● Task:
Each line of the entries, from the first to the line containing "the HeadMat case", is to be transcribed exactly as it stands; include no other lines.

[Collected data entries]
PR #595, opened 2022-09-20
WIP: Add first version of python applications.

papadop:
This is work in progress. Just to show the organisation and how it works.
I need at least to add some cmake stuff and to run tests.

I'm sure there are numerous parser small mistakes...

### DIFF
--- a/wrapping/python/apps/assemble.py
+++ b/wrapping/python/apps/assemble.py
@@ -1,0 +1,289 @@
+import sys
+import argparse
+#import openmeeg as om
+
+def parser(argv):
+    print(argv)
+    parser = argparse.ArgumentParser(prog=argv[0],description='Compute various leadfields (gain matrices).')
+    parser.add_argument('--old-ordering', type=bool, default=False, help='Using old ordering i.e using (V1, p1, V2, p2, V3) instead of (V1, V2, V3, p1, p2)')
+    subparsers = parser.add_subparsers(dest='subparser_name', help='sub-command help')
+
+    # create the parser for the HeadMat case
+    HMparser = subparsers.add_parser('HeadMat', aliases=['HM', 'hm'], help='Compute Head Matrix for Symmetric BEM (left-hand side of the linear system).')
+    HMparser.add_argument('geometry', type=open, nargs=1, help='head geometry file name (.geom)')
+    HMparser.add_argument('conductivities', type=open, nargs=1, help='head conductivities file name (.cond)')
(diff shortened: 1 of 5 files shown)


wrapping/python/apps/assemble.py
```diff
@@ -0,0 +1,289 @@
+import sys
+import argparse
+#import openmeeg as om
+
+def parser(argv):
```
larsoner, line 5: Rather than a single monolithic file I find MNE-Python's way of doing things much easier -- each `mne whatever` has a `mne/commands/mne_whatever.py` that you modify with your own arguments

https://github.com/mne-tools/mne-python/blob/main/mne/commands/mne_browse_raw.py

I think it's more maintainable than this approach, where everything lives in a single namespace

I can convert it to this format if you want

papadop: I'm not sure I understand. each `openmeeg command` already has its own `command.py` file. If you meanto make the same at each subcommand level i.e. `openmeeg command subcommand` into its own  `subcommand.py` file, then I totally agree. This will be particularly useful for the assemble and gain commands, which are huge.

What I just want to have (but I'm sure that is also done with mne) is to make sure that all:
```
openmeeg --help
openmeeg command --help
openmeeeg command subcommand --help
```
provide the relevant messages.

Note though that there are two commands in assemble that share the same `processing`, but that's largely doable with your proposed split. Also, I like better the run() name, so if we split at the subcommand level, there is no need to call each function with its own name, they can all have the same run method.

Did I understood your proposal correctly ?
If yes, be my guest, as I have other tasks to do for the next hours/days...
In particular, if you have some proper install example to follow from mne that would be great too (coming commit, but probably with wrong install places).

PS: I did not knew that mne-python had a command line interface !!! There is always something new to learn...

larsoner: > I'm not sure I understand. each openmeeg command already has its own command.py file.

Ahh I just misread / didn't look closely enough, I didn't realize there were `subcommand`s

> In particular, if you have some proper install example to follow from mne that would be great too (coming commit, but probably with wrong install places).

Usually with `setuptools` at least you provide an `entry_point`:

https://github.com/mne-tools/mne-python/blob/7730df72dc51f663fe557e997b6f5486111f3e43/setup.py#L138-L139

This should get picked up automatically when we build wheels, and it's easy to add to `conda` when we package there. I'm not sure how to do it with `cmake` actually, but hopefully it's not too hard there either...

PR #596, opened 2022-09-20
Python minor improvements

papadop:
Minor stuff:
- Some CMakeLists.txt small improvements.
- Make more symbols public in the python module (typically those that would be needed for python apps).

I hope that the testers will not choke on those (I would not understand why).

### DIFF
--- a/wrapping/python/openmeeg/__init__.py
+++ b/wrapping/python/openmeeg/__init__.py
@@ -2,25 +2,39 @@ from . import _distributor_init
 
 # Here we import as few things as possible to keep our API as limited as
 # possible
+
 from ._openmeeg_cxx import (
+    Matrix,
+    SymMatrix,
+    SparseMatrix,
+
     HeadMat,
     Sensors,
-    Integrator,
-    Head2EEGMat,
-    Head2MEGMat,
-    DipSourceMat,
+
+    CorticalMat,
+    CorticalMat2,
+    DipSource2InternalPotMat,
     DipSource2MEGMat,
+    DipSourceMat,
+    EITSourceMat,
+    Forward,
     GainEEG,
     GainMEG,
     GainEEGadjoint,
     GainMEGadjoint,
     GainEEGMEGadjoint,
-    Forward,
+    GainEITInternalPot,
+    GainInternalPot,
+    Head2ECoGMat,
+    Head2EEGMat,
+    Head2MEGMat,
     SurfSourceMat,
     SurfSource2MEGMat,
-    Matrix,
-    SymMatrix,
+    Surf2VolMat,
+
+    Integrator,
 )
+
 from ._version import __version__
 from ._make_geometry import make_geometry, make_nested_geometry, read_geometry
 from ._utils import get_log_level, set_log_level, use_log_level
--- a/wrapping/python/CMakeLists.txt
+++ b/wrapping/python/CMakeLists.txt
@@ -11,7 +11,6 @@
 # those macros are driven by CMAKE_SWIG_FLAGS, and SWIG_MODULE_XXXXXXX_EXTRA_DEPS
 # where XXXXXXX is the name of the target object in swig_add_library(XXXXXXX ...)
 
-
 find_package(Python3 REQUIRED COMPONENTS Interpreter Development NumPy)
 if (BUILD_TESTING)
     find_package(Pytest)
@@ -28,7 +27,6 @@ include_directories(${Python3_INCLUDE_DIRS}
 )
 
 cmake_policy(SET CMP0078 NEW)
-set(SWIG_TARGET_NAME "openmeeg")
 cmake_policy(SET CMP0086 NEW) # Use NEW policy and explicitly use SWIG_MODULE_NAME
 
 find_package(SWIG REQUIRED)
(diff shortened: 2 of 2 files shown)


papadop:
Grrrr. black is a little bit pedantic. It forces me to remove white lines that were explicitly made to show groups of different type.

agramfort:
@papadop mac build is not happy.

wrapping/python/openmeeg/__init__.py
```diff
@@ -2,25 +2,36 @@
...
+    DipSourceMat,
+    EITSourceMat,
+    Forward,
     GainEEG,
     GainMEG,
     GainEEGadjoint,
     GainMEGadjoint,
     GainEEGMEGadjoint,
-    Forward,
+    GainEITInternalPot,
```
larsoner, line 24: See https://github.com/openmeeg/openmeeg/pull/594#issuecomment-1252684051, I'd rather this list eventually shrink to zero and instead provide Pythonic interfaces in the public API (using C++ APIs privately) as much as possible rather than expose, make public, and need to support indefinitely (or deal with deprecation cycles, etc.) any C++ classes to Python users. To me it makes maintenance and contributing both easier

papadop:
> @papadop mac build is not happy.

I think it's a network issue... I restarted the job.

wrapping/python/openmeeg/__init__.py
papadop: I'm not opposed to that. But for the time being, those functions/classes are needed. 

Note though that it is not clear to me what would bring the pythonic interfaces over the existing ones. Most of those are simple functions, or classes with very few methods. They are very different from Mesh, etc for which I totally agree.

Maybe you can show me an example of what you mean.

larsoner: > Most of those are simple functions, or classes with very few methods. They are very different from Mesh, etc for which I totally agree.

But why do end-users need them at all? They are designed to make things easier in C++ and are barely (or not at all?) validated for use with Python, *and* in Python things like Vect3 at least are pointless because of NumPy.

One root problem/difference is that people in Python are used to being loose with types (duck typing), and C++ is not this way. In python, you can pass a list of lists of floats and have it be interpreted properly as ndarray. You can pass non-contiguous arrays. You can often pass arrays of the wrong dtype, and things will be automatically converted/dealt with for you.

In C++ in general -- and OpenMEEG seems to be no exception -- you get any of these wrong, your code blows up, sometimes with a nice error, but often in some worse way (segfault) or a dangerous one (silently giving a wrong answer). This was @agramfort's experience trying to use the classes, which prompted the comments in https://github.com/openmeeg/openmeeg/issues/584 -- wrong inputs are not handled gracefully.

So how do we get the flexibility of Python (that people are rightly used to) with the speed advantages of C++? To me we should write all the "make sure the inputs are correct, and return/give people back what they expect" stuff in Python, and leave C++ for just the heavy lifting under the hood (keeping C++ classes private at the Python end as much as possible). Doing equivalent input validation in C++ would be a nightmare -- never as flexible, stable, maintainable, or *able to be fixed/tested/extended by others* as just doing it all in Python.

Hence to me the most maintainable thing is to essentially hide the C++ bits at the Python side, and write clean, simple, Python APIs from the start. (Well, probably from a 2.0 release since it's a big backward compat break that we hopefully only need to make once.) And we should start with the simplest case (MEG+EEG and 1- and 3-layer models?) and build up from there based on use cases.

> Maybe you can show me an example of what you mean.

In MNE-Python we have the "glue code" in place to leverage the C++ classes. I think we could start by moving this to OpenMEEG. In our public [`mne.make_forward_solution`](https://mne.tools/stable/generated/mne.make_forward_solution.html), at the end of the day it takes ndarrays of positions and mesh definitions (often stashed inside `dict`s) and gives you back the gain matrix in ndarray form (also stashed in a `dict` with metadata). You can see how we make use of the C++ classes here:

https://github.com/mne-tools/mne-python/blob/240df830bda18dc630f9bffea386ded3bd247ace/mne/forward/_compute_forward.py#L830-L874

Basically I propose that we add some more readable version of this to openmeeg that operates on ndarrays as much as possible.

We'd have to think about the API, but just to get the ball rolling:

● Task response:
PR #595, opened 2022-09-20
WIP: Add first version of python applications.

papadop:
This is work in progress. Just to show the organisation and how it works.
I need at least to add some cmake stuff and to run tests.

I'm sure there are numerous parser small mistakes...

### DIFF
--- a/wrapping/python/apps/assemble.py
+++ b/wrapping/python/apps/assemble.py
@@ -1,0 +1,289 @@
+import sys
+import argparse
+#import openmeeg as om
+
+def parser(argv):
+    print(argv)
+    parser = argparse.ArgumentParser(prog=argv[0],description='Compute various leadfields (gain matrices).')
+    parser.add_argument('--old-ordering', type=bool, default=False, help='Using old ordering i.e using (V1, p1, V2, p2, V3) instead of (V1, V2, V3, p1, p2)')
+    subparsers = parser.add_subparsers(dest='subparser_name', help='sub-command help')
+
+    # create the parser for the HeadMat case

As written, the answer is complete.